PR #6162, opened 2024-03-11
Cut out hive-common deps in beeline module

pan3793:
# :mag: Description
## Issue References 🔗

This PR removes the `hive-common` dep from the beeline module, and it is the final step of cutting out all Hive deps from the beeline module.

## Describe Your Solution 🔧

- Remove support of Hive CLI mode (a.k.a. `beelineMode == false`) on beeline. 
- Copy ~7 classes (~600 lines) from `org.apache.hive:hive-common:3.1.3`
- Drop `org.apache.hive:hive-common:3.1.3` from beeline module

Note: Hive CLI mode removal is necessary, because it is useless for Kyuubi cases and seriously coupled with `HiveConf`

## Test Plan 🧪

Pass GA, and manually tested.

```
root@hadoop-master1:/opt/kyuubi# beeline
Connecting to jdbc:hive2://hadoop-master1.orb.local:10000/default;password=hive;user=hive
Connected to: Apache Hive (version 2.3.9)
Driver: Kyuubi Project Hive JDBC Client (version 1.9.0-SNAPSHOT)
Beeline version 1.9.0-SNAPSHOT by Apache Kyuubi
0: jdbc:hive2://hadoop-master1.orb.local:1000> select version();
+--------------------------------------------------+
|                       _c0                        |
+--------------------------------------------------+
| 2.3.9 r92dd0159f440ca7863be3232f3a683a510a62b9d  |
+--------------------------------------------------+
1 row selected (1.443 seconds)
0: jdbc:hive2://hadoop-master1.orb.local:1000>
```

---

# Checklist 📝

**Be nice. Be informative.**


kyuubi-hive-beeline/src/main/java/org/apache/hive/beeline/hs2connection/HiveSiteHS2ConnectionFileParser.java
```diff
@@ -18,42 +18,98 @@
...
 import org.slf4j.LoggerFactory;
 
 /*
  * Looks for a hive-site.xml from the classpath. If found this class parses the hive-site.xml
  * to return a set of connection properties which can be used to construct the connection url
  * for Beeline connection
+ *
+ * This class is modified to get rid of dependency on HiveConf
  */
 public class HiveSiteHS2ConnectionFileParser implements HS2ConnectionFileParser {
```
pan3793, line 38: it's easy to extend the `HS2ConnectionFileParser` to make the beeline support auto-getting connection URL from `kyuubi-defaults.conf`, we should make such extension in the future.

ulysses-you (approved):

pan3793:
@ulysses-you As we discussed offline, in case users may pull `hive-beeline` as a dependency, to reduce the effort of migration to `kyuubi-hive-beeline`, I moved all classes copied from `hive-common` to the package `org.apache.hive.beeline.common`.

pan3793:
Thanks, merged to master

PR #6166, opened 2024-03-12
[MINOR] Fix wrong copy path about SPARK_HOME in docker

yanghua:
# :mag: Description
## Issue References 🔗

This pull request fixes #

## Describe Your Solution 🔧

After running `build/dist`, the old structure is like `dist/spark-binary/spark-3.4.2-bin-hadoop3/xxx`.
In `Dockerfile`, after the command `ONBUILD COPY spark-binary ${SPARK_HOME}` takes effect. The path in the container is `/opt/spark/spark-3.4.2-bin-hadoop3`. So I suggest only copy the content of the origin spark binary, making the structure looks like `dist/spark-binary/xxx`. Finally, the path in the container (`/opt/spark/xxx`) should be correct.

#### Related Unit Tests

---

# Checklist 📝

**Be nice. Be informative.**

### DIFF
--- a/bin/docker-image-tool.sh
+++ b/bin/docker-image-tool.sh
@@ -110,7 +110,7 @@ function build {
         error "Cannot found dir SPARK_HOME $SPARK_HOME, you must configure SPARK_HOME correct."
       fi
     fi
-    cp -r "$SPARK_HOME/" "$KYUUBI_ROOT/spark-binary/"
+    cp -r "$SPARK_HOME/." "$KYUUBI_ROOT/spark-binary/"
   fi
 
   # Verify that the Docker image content directory is present


zwangsheng:
Hi @yanghua, i test in my local env with following steps:
1. download Kyuubi tgz from website and tar
2. run `./bin/docker-image-tool.sh -s ~/work/spark -t test build`
3. run `docker run kyuubi:test ls -l /opt/spark`
And it's expected.

zwangsheng (approved):

yanghua:
> Hi @yanghua, I test in my local macOs with following steps and old script:
> 
> 1. download Kyuubi tgz from website and tar
> 2. run `./bin/docker-image-tool.sh -s ~/work/spark -t test build`
> 3. run `docker run kyuubi:test ls -l /opt/spark`
> 
> And it's expected. I'm not sure those issue caused by os or other problem.
> 
> After all, I also test this PR in local, it fit goal. I'm fine to accept this. cc @pan3793

My steps in 1.8.1 branch:

```
./build/dist --name 1.8.1 --tgz

cd dist

sudo ./bin/docker-image-tool.sh -r xxx -t v1.8.1 build

sudo ./bin/docker-image-tool.sh -r xxx -t v1.8.1 push
```

@zwangsheng Can you try it without `-s` option?

yanghua:
In short, if we want to copy all the contact of `src` dir to `dist`.

`cp -r src/ dist/`

 `cp` command has this behavior: if `dist` exists, the result is `dist/src`

So, if we want to get the right behavior, it should be `cp -r src/. dist/` or `cp -r src/* dist/`.

zwangsheng:
LGTM

zwangsheng:
Thanks, merge to master.

bin/docker-image-tool.sh
```diff
@@ -110,7 +110,7 @@ function build {
         error "Cannot found dir SPARK_HOME $SPARK_HOME, you must configure SPARK_HOME correct."
       fi
     fi
-    cp -r "$SPARK_HOME/" "$KYUUBI_ROOT/spark-binary/"
+    cp -r "$SPARK_HOME/." "$KYUUBI_ROOT/spark-binary/"
```
pan3793, line 113: does `"$SPARK_HOME/*"` work? it's a more common case than that dot

pan3793:
if this is a bug fix, we should backport to branch-1.8

bin/docker-image-tool.sh
yanghua: > does `"$SPARK_HOME/*"` work? it's a more common case than that dot

oh... `*` does not work. It throws:

```
cp: cannot stat '/data00/home/yanghua/kyuubi/dist/externals/spark-3.4.2-bin-hadoop3/*': No such file or directory
```

yanghua:
> if this is a bug fix, we should backport to branch-1.8

Do a cherry-pick?

pan3793:
Cherry-picked to 1.8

● **What you will do**
Going line by line, set down the data above exactly as given.

● **Response area**
PR #6162, opened 2024-03-11
Cut out hive-common deps in beeline module

pan3793:
# :mag: Description
## Issue References 🔗

This PR removes the `hive-common` dep from the beeline module, and it is the final step of cutting out all Hive deps from the beeline module.

## Describe Your Solution 🔧

- Remove support of Hive CLI mode (a.k.a. `beelineMode == false`) on beeline. 
- Copy ~7 classes (~600 lines) from `org.apache.hive:hive-common:3.1.3`
- Drop `org.apache.hive:hive-common:3.1.3` from beeline module

Note: Hive CLI mode removal is necessary, because it is useless for Kyuubi cases and seriously coupled with `HiveConf`

## Test Plan 🧪

Pass GA, and manually tested.

```
root@hadoop-master1:/opt/kyuubi# beeline
Connecting to jdbc:hive2://hadoop-master1.orb.local:10000/default;password=hive;user=hive
Connected to: Apache Hive (version 2.3.9)
Driver: Kyuubi Project Hive JDBC Client (version 1.9.0-SNAPSHOT)
Beeline version 1.9.0-SNAPSHOT by Apache Kyuubi
0: jdbc:hive2://hadoop-master1.orb.local:1000> select version();
+--------------------------------------------------+
|                       _c0                        |
+--------------------------------------------------+
| 2.3.9 r92dd0159f440ca7863be3232f3a683a510a62b9d  |
+--------------------------------------------------+
1 row selected (1.443 seconds)
0: jdbc:hive2://hadoop-master1.orb.local:1000>
```

---

# Checklist 📝

**Be nice. Be informative.**


kyuubi-hive-beeline/src/main/java/org/apache/hive/beeline/hs2connection/HiveSiteHS2ConnectionFileParser.java
```diff
@@ -18,42 +18,98 @@
...
 import org.slf4j.LoggerFactory;
 
 /*
  * Looks for a hive-site.xml from the classpath. If found this class parses the hive-site.xml
  * to return a set of connection properties which can be used to construct the connection url
  * for Beeline connection
+ *
+ * This class is modified to get rid of dependency on HiveConf
  */
 public class HiveSiteHS2ConnectionFileParser implements HS2ConnectionFileParser {
```
pan3793, line 38: it's easy to extend the `HS2ConnectionFileParser` to make the beeline support auto-getting connection URL from `kyuubi-defaults.conf`, we should make such extension in the future.

ulysses-you (approved):

pan3793:
@ulysses-you As we discussed offline, in case users may pull `hive-beeline` as a dependency, to reduce the effort of migration to `kyuubi-hive-beeline`, I moved all classes copied from `hive-common` to the package `org.apache.hive.beeline.common`.

pan3793:
Thanks, merged to master

PR #6166, opened 2024-03-12
[MINOR] Fix wrong copy path about SPARK_HOME in docker

yanghua:
# :mag: Description
## Issue References 🔗

This pull request fixes #

## Describe Your Solution 🔧

After running `build/dist`, the old structure is like `dist/spark-binary/spark-3.4.2-bin-hadoop3/xxx`.
In `Dockerfile`, after the command `ONBUILD COPY spark-binary ${SPARK_HOME}` takes effect. The path in the container is `/opt/spark/spark-3.4.2-bin-hadoop3`. So I suggest only copy the content of the origin spark binary, making the structure looks like `dist/spark-binary/xxx`. Finally, the path in the container (`/opt/spark/xxx`) should be correct.

#### Related Unit Tests

---

# Checklist 📝

**Be nice. Be informative.**

### DIFF
--- a/bin/docker-image-tool.sh
+++ b/bin/docker-image-tool.sh
@@ -110,7 +110,7 @@ function build {
         error "Cannot found dir SPARK_HOME $SPARK_HOME, you must configure SPARK_HOME correct."
       fi
     fi
-    cp -r "$SPARK_HOME/" "$KYUUBI_ROOT/spark-binary/"
+    cp -r "$SPARK_HOME/." "$KYUUBI_ROOT/spark-binary/"
   fi
 
   # Verify that the Docker image content directory is present


zwangsheng:
Hi @yanghua, i test in my local env with following steps:
1. download Kyuubi tgz from website and tar
2. run `./bin/docker-image-tool.sh -s ~/work/spark -t test build`
3. run `docker run kyuubi:test ls -l /opt/spark`
And it's expected.

zwangsheng (approved):

yanghua:
> Hi @yanghua, I test in my local macOs with following steps and old script:
> 
> 1. download Kyuubi tgz from website and tar
> 2. run `./bin/docker-image-tool.sh -s ~/work/spark -t test build`
> 3. run `docker run kyuubi:test ls -l /opt/spark`
> 
> And it's expected. I'm not sure those issue caused by os or other problem.
> 
> After all, I also test this PR in local, it fit goal. I'm fine to accept this. cc @pan3793

My steps in 1.8.1 branch:

```
./build/dist --name 1.8.1 --tgz

cd dist

sudo ./bin/docker-image-tool.sh -r xxx -t v1.8.1 build

sudo ./bin/docker-image-tool.sh -r xxx -t v1.8.1 push
```

@zwangsheng Can you try it without `-s` option?

yanghua:
In short, if we want to copy all the contact of `src` dir to `dist`.

`cp -r src/ dist/`

 `cp` command has this behavior: if `dist` exists, the result is `dist/src`

So, if we want to get the right behavior, it should be `cp -r src/. dist/` or `cp -r src/* dist/`.

zwangsheng:
LGTM

zwangsheng:
Thanks, merge to master.

bin/docker-image-tool.sh
```diff
@@ -110,7 +110,7 @@ function build {
         error "Cannot found dir SPARK_HOME $SPARK_HOME, you must configure SPARK_HOME correct."
       fi
     fi
-    cp -r "$SPARK_HOME/" "$KYUUBI_ROOT/spark-binary/"
+    cp -r "$SPARK_HOME/." "$KYUUBI_ROOT/spark-binary/"
```
pan3793, line 113: does `"$SPARK_HOME/*"` work? it's a more common case than that dot

pan3793:
if this is a bug fix, we should backport to branch-1.8

bin/docker-image-tool.sh
yanghua: > does `"$SPARK_HOME/*"` work? it's a more common case than that dot

oh... `*` does not work. It throws:

```
cp: cannot stat '/data00/home/yanghua/kyuubi/dist/externals/spark-3.4.2-bin-hadoop3/*': No such file or directory
```

yanghua:
> if this is a bug fix, we should backport to branch-1.8

Do a cherry-pick?

pan3793:
Cherry-picked to 1.8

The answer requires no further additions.